I need to create n number of EGroup objects to add to listOfEGroupPairs rather than the hardcoded 2, but how to always get the right number (n) of sublists of varied size each loop?

Answer 1

You have K elements and each might fall into any of N lists. So there are N^K variants and we can just map integer values from 0 to N^K-1 to distributions like N-ary numeral system.

Another approach - recursively insert every element into N lists.

I can demonstrate approaches with Python code recursive , N-ary and hope it might be translated to Java

def recdistr(K, N, level, ls):
    if level == K:
        print(ls)
    else:
        for i in range(N):
            ls[i].append(level)
            recdistr(K, N, level + 1, ls)   #recursive call with changed list
            ls[i].pop()  #remove last added element to revert list to previous state

K = 4
N = 3
lst = [[] for _ in range(N)]
recdistr(K, N, 0, lst)

def mapdistr(K, N):
    for x in range(N**K):
        t = x
        l = [[] for _ in range(N)]
        for i in range(K):
            id = t % N
            t = t // N   #integer division
            l[id].append(i)
        print(l)

 mapdistr(K, N)

Answer 2

If I understand the question correctly, each element of the original list can end up in any of the n sublists. That means, there are n^s possible sublists ( s being the number of elements in the original list), which can be enumerated in a simple loop. With a bit of modulo and integer division you can then get the proper "bucket" for each element and prepare the results accordingly.

public <T> List<List<List<T>>> partition(List<T> lst, int n) {
    var result = new ArrayList<List<List<T>>>();
    // k = SUM ( pos of lst[i] * n^i ) 
    for (int k = 0; k < Math.pow(n, lst.size()); k++) {
        // initialize result
        List<List<T>> res = IntStream.range(0, n)
                .mapToObj(i -> new ArrayList<T>())
                .collect(Collectors.toList());
        // distribute elements to sub-lists
        int k2 = k;
        for (int i = 0; i < lst.size(); i++) {
            res.get(k2 % n).add(lst.get(i));
            k2 /= n;
        }
        result.add(res);
    }
    return result;
}

Answer 3

Use recursion.

For n equal to 0 or negative the task is impossible. Either throw an exception or return an empty lists of lists of sublists. Corner case: if n is 0 and the list is empty, you may argue that the empty list of sublists is a valid response.

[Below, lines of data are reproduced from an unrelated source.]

PR #6463, opened 2017-12-15
csh wrapper

kalefranz:
Basic wrapper for csh.

### DIFF
--- a/conda/activate.py
+++ b/conda/activate.py
@@ -175,7 +175,7 @@ class Activator(object):
         elif command == 'activate' and len(remainder_args) > 1:
             from .exceptions import ArgumentError
             raise ArgumentError('activate does not accept more than one argument:\n'
-                                + str(sys.argv))
+                                + str(remainder_args))
         elif command != 'activate' and remainder_args:
             from .exceptions import ArgumentError
             raise ArgumentError('%s does not accept arguments\nremainder_args: %s'
--- a/conda/activate.py
+++ b/conda/activate.py
@@ -49,6 +49,7 @@ class Activator(object):
             self.script_extension = '.sh'
             self.tempfile_extension = None  # write instructions to stdout rather than a temp file
             self.shift_args = 0
+            self.command_join = '\n'
 
             self.unset_var_tmpl = 'unset %s'
             self.set_var_tmpl = "export %s='%s'"
@@ -60,6 +61,7 @@ class Activator(object):
             self.script_extension = '.csh'
             self.tempfile_extension = None  # write instructions to stdout rather than a temp file
             self.shift_args = 0
+            self.command_join = ';\n'
 
             self.unset_var_tmpl = 'unset %s'
             self.set_var_tmpl = 'setenv %s "%s"'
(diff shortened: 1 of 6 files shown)


kalefranz:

If n is 1, the only solution is trivially the entire list.

For n > 1 :

If the length of the list is 4 (for example [1, 2, 3, 4] ), there are 5 possible first lists. In general there are list.length + 1 possible first sublists. Find them. For each such sublist make a recursive call passing the remainder of the list and n - 1 as arguments to find all possible combinations of sublists made from the remainder of the list. Combine each first sublist with each combination of remaining sublists to form a full solution.

Happy coding.

PS The solution as sketched will only produce sublists in the order they come in the original list. So the solution will include ([],[1],[2,3,4]) and ([1],[2,3,4], []) , but not ([4],[],[1,2,3]) . To regard the last one as a separate solution, you will additionally need to find all permutations of each solution, in turn taking into account that some sublists may be equal and hence swapping them won't make a distinct solution.